### Your task
Every line below that holds "resources" must be copied.

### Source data
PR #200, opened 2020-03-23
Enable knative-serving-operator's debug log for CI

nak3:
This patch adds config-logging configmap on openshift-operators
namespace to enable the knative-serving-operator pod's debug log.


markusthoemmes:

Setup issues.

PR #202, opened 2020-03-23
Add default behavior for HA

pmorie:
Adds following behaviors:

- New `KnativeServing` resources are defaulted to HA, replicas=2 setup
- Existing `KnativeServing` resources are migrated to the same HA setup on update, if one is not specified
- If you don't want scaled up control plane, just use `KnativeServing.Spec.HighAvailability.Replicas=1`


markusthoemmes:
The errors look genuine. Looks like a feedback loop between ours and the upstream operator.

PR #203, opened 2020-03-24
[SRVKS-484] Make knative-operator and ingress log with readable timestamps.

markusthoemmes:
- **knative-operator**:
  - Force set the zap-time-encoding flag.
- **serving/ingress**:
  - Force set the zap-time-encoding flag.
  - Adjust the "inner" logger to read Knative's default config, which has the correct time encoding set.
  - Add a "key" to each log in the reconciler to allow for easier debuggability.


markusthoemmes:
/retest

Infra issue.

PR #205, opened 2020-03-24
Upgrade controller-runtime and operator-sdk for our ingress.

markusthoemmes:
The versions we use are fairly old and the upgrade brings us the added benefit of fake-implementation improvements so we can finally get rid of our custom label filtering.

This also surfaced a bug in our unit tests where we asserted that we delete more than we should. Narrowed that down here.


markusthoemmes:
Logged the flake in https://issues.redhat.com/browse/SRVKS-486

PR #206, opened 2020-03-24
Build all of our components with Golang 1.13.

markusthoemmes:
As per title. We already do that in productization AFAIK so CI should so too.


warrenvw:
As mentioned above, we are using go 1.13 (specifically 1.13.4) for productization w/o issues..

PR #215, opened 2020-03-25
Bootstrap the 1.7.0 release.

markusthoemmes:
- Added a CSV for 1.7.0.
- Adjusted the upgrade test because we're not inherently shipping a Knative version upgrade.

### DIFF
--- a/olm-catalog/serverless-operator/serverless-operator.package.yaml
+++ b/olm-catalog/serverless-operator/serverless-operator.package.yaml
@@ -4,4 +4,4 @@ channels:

### Exercise output
- New `KnativeServing` resources are defaulted to HA, replicas=2 setup
- Existing `KnativeServing` resources are migrated to the same HA setup on update, if one is not specified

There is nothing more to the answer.